### To do:
Find the string "internal" in the records. Copy each line that has it.

(Stored data)
==============================
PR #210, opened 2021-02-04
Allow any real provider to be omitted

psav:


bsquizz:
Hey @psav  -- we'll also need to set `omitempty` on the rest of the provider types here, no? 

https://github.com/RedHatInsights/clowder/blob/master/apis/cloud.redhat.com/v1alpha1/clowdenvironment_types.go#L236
==============================
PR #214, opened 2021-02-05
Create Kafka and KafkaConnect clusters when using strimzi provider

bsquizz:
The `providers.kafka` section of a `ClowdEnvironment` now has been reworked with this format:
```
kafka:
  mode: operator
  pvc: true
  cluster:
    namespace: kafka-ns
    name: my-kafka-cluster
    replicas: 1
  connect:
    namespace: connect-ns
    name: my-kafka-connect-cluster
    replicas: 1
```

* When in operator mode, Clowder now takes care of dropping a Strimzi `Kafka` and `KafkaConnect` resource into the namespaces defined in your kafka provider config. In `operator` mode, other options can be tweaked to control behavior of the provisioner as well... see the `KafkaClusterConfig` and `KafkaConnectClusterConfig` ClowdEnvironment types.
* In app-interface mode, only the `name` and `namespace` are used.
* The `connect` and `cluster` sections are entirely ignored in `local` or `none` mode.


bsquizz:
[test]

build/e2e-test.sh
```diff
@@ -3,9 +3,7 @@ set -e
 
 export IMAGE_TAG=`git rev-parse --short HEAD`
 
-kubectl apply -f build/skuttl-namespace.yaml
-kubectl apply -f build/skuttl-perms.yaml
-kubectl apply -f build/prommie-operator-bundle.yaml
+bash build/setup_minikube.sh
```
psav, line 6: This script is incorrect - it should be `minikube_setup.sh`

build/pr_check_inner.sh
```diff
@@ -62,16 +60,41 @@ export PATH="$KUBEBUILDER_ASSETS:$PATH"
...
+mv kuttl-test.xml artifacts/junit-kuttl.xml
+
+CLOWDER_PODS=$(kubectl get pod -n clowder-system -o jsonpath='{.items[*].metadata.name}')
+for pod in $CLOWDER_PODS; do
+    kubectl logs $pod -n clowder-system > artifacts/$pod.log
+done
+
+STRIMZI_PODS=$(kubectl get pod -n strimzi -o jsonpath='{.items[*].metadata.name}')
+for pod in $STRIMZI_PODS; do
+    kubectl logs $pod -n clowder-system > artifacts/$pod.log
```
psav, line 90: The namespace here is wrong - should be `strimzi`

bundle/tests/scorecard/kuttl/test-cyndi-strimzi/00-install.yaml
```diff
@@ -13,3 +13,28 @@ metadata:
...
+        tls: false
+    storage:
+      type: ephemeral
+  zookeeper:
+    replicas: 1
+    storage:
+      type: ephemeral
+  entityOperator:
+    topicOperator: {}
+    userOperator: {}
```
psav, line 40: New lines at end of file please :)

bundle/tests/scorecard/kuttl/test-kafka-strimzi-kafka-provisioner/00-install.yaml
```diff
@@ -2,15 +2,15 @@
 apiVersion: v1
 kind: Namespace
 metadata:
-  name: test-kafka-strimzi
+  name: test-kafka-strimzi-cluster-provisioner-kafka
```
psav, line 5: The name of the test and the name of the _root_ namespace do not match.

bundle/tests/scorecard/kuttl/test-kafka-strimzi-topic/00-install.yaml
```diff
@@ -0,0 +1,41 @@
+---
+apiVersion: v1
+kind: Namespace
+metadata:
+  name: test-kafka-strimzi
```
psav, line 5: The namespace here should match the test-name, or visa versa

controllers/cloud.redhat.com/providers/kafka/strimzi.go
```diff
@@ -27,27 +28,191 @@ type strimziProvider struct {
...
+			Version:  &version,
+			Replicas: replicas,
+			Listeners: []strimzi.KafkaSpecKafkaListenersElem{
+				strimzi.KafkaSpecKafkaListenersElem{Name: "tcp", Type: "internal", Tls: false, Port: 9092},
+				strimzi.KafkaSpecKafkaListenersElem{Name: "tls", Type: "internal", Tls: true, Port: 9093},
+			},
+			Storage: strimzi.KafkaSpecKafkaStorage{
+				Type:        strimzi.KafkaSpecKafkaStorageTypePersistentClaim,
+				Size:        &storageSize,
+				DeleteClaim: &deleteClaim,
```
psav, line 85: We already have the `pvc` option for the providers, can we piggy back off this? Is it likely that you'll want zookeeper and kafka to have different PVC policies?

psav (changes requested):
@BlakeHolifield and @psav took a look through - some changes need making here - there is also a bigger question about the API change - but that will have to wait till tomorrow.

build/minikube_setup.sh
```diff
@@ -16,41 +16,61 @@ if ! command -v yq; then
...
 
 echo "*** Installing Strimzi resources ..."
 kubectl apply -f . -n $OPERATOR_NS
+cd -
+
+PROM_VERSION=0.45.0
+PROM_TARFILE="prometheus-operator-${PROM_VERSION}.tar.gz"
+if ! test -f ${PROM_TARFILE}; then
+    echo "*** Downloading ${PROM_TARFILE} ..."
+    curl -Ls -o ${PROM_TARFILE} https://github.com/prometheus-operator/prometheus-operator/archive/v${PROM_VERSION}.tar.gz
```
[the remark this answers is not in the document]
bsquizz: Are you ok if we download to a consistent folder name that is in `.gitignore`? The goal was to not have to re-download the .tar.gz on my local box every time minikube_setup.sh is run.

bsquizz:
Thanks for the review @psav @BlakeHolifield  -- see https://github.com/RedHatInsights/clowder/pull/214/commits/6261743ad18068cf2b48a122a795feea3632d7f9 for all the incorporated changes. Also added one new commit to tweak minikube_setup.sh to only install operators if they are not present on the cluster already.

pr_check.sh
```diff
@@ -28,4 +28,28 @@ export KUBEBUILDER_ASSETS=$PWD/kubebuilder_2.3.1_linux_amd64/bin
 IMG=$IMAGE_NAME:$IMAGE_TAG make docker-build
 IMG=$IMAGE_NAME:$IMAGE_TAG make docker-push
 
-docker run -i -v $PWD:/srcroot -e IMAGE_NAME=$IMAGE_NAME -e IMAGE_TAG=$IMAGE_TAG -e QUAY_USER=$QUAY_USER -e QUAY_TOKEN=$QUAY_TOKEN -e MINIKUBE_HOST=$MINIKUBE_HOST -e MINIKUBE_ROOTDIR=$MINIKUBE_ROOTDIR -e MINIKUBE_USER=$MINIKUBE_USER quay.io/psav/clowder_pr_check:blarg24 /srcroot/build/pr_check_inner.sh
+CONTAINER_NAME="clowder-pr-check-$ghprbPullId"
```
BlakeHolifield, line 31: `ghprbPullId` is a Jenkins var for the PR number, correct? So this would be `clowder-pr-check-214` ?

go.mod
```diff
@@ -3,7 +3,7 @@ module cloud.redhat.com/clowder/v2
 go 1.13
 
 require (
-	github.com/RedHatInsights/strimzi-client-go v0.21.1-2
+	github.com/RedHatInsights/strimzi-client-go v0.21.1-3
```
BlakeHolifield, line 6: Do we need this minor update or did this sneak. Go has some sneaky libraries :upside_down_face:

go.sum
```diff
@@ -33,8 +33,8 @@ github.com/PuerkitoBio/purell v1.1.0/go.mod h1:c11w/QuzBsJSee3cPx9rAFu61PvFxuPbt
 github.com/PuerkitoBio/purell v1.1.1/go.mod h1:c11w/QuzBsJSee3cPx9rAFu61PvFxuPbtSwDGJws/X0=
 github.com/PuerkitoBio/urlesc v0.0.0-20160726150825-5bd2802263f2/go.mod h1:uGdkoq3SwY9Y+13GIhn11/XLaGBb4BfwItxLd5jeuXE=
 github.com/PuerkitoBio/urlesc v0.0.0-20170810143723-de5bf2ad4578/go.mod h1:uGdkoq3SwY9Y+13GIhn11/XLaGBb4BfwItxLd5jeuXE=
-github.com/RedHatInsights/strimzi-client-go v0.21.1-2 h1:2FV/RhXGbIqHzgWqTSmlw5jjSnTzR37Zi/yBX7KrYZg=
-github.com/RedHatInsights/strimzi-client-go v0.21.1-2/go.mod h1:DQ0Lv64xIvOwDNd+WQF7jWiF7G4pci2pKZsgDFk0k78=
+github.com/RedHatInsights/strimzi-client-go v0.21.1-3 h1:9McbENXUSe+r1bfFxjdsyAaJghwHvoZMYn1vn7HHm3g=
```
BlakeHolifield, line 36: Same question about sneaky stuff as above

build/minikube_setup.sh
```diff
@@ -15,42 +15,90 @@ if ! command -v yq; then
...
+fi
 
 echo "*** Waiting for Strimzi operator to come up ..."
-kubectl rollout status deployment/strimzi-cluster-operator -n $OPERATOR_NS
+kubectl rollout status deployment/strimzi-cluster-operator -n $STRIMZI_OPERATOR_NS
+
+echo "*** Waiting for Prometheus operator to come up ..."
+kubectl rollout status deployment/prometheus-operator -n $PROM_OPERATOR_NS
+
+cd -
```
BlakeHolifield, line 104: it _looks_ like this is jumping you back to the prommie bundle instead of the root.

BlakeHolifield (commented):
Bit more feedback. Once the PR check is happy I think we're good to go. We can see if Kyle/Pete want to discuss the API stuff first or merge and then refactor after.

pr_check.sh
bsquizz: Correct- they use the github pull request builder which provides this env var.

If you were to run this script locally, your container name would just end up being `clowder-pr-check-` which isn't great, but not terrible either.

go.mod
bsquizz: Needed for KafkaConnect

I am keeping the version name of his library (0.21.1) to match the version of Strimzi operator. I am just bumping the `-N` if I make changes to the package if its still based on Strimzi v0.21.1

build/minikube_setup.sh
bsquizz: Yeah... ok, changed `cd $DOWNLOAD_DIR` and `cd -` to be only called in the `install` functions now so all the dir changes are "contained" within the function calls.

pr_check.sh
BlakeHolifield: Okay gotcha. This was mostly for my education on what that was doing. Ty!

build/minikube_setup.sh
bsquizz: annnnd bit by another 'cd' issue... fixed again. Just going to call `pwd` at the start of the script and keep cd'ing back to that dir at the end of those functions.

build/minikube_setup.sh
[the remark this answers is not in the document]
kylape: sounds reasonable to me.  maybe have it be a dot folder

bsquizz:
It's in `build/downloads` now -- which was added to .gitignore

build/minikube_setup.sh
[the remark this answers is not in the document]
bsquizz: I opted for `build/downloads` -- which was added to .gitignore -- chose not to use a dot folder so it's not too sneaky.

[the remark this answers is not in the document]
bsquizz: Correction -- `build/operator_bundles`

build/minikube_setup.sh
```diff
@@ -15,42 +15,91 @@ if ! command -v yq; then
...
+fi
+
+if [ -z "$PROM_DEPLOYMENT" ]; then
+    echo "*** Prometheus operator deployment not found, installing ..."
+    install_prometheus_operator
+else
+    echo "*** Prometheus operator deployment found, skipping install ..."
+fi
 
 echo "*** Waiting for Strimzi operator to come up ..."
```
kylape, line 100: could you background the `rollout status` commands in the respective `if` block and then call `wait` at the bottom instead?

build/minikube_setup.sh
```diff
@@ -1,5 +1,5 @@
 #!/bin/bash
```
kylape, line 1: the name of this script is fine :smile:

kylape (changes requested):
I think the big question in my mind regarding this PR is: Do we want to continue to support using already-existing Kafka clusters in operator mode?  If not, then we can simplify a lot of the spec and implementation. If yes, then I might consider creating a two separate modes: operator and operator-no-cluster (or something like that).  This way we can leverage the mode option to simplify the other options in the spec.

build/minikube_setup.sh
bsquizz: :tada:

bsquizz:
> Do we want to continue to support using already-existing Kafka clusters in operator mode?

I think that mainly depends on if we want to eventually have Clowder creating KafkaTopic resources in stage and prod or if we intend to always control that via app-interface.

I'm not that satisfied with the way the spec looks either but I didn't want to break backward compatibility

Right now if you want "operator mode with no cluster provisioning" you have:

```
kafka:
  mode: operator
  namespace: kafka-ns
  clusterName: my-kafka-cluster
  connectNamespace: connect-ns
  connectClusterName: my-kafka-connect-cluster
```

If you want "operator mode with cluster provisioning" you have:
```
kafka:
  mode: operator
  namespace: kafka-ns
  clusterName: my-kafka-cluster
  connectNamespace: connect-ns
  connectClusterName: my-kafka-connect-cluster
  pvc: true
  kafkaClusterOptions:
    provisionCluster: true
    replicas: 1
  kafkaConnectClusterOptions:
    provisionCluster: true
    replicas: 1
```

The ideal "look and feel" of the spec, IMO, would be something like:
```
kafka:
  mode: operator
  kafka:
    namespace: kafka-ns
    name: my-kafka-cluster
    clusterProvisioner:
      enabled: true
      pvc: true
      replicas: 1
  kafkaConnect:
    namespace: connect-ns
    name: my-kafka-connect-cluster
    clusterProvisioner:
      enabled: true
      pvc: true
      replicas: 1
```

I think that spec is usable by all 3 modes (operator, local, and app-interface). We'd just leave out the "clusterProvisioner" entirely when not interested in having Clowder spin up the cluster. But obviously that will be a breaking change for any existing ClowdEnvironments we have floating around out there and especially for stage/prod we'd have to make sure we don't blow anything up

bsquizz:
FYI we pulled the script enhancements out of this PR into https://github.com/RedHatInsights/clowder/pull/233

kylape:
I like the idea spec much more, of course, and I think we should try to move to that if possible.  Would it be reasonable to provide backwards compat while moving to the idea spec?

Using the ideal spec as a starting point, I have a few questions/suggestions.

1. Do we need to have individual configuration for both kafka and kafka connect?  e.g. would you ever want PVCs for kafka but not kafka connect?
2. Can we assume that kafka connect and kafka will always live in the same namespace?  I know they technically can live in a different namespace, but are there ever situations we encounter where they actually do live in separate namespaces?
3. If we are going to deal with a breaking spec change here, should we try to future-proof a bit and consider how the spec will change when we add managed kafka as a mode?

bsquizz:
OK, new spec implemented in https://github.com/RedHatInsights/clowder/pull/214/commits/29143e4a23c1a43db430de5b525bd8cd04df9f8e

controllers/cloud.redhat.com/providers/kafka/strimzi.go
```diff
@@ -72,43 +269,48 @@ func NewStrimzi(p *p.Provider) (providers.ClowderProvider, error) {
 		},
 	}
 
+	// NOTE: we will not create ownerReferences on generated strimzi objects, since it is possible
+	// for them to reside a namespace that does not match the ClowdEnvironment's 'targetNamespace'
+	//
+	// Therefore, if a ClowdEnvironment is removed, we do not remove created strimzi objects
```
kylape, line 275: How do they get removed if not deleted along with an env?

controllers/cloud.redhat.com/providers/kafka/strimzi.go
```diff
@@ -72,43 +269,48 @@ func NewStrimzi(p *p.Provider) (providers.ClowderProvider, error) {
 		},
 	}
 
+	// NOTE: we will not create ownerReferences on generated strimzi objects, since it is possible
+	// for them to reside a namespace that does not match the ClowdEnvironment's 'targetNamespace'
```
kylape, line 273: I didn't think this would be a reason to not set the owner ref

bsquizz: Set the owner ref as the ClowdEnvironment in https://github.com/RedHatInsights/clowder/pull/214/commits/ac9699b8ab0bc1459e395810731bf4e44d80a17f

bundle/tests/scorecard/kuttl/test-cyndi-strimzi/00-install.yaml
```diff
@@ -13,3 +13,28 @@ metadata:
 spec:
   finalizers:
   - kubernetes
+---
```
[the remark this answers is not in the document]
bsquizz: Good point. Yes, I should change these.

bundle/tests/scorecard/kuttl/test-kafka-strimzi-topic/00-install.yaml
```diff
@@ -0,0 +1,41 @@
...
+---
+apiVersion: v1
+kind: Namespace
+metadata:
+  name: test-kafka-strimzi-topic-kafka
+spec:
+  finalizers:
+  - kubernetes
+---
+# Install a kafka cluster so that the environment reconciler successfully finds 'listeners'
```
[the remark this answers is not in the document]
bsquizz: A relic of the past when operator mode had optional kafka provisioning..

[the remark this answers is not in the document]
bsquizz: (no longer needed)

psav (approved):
==============================
### Expected answer:
+				strimzi.KafkaSpecKafkaListenersElem{Name: "tcp", Type: "internal", Tls: false, Port: 9092},
+				strimzi.KafkaSpecKafkaListenersElem{Name: "tls", Type: "internal", Tls: true, Port: 9093},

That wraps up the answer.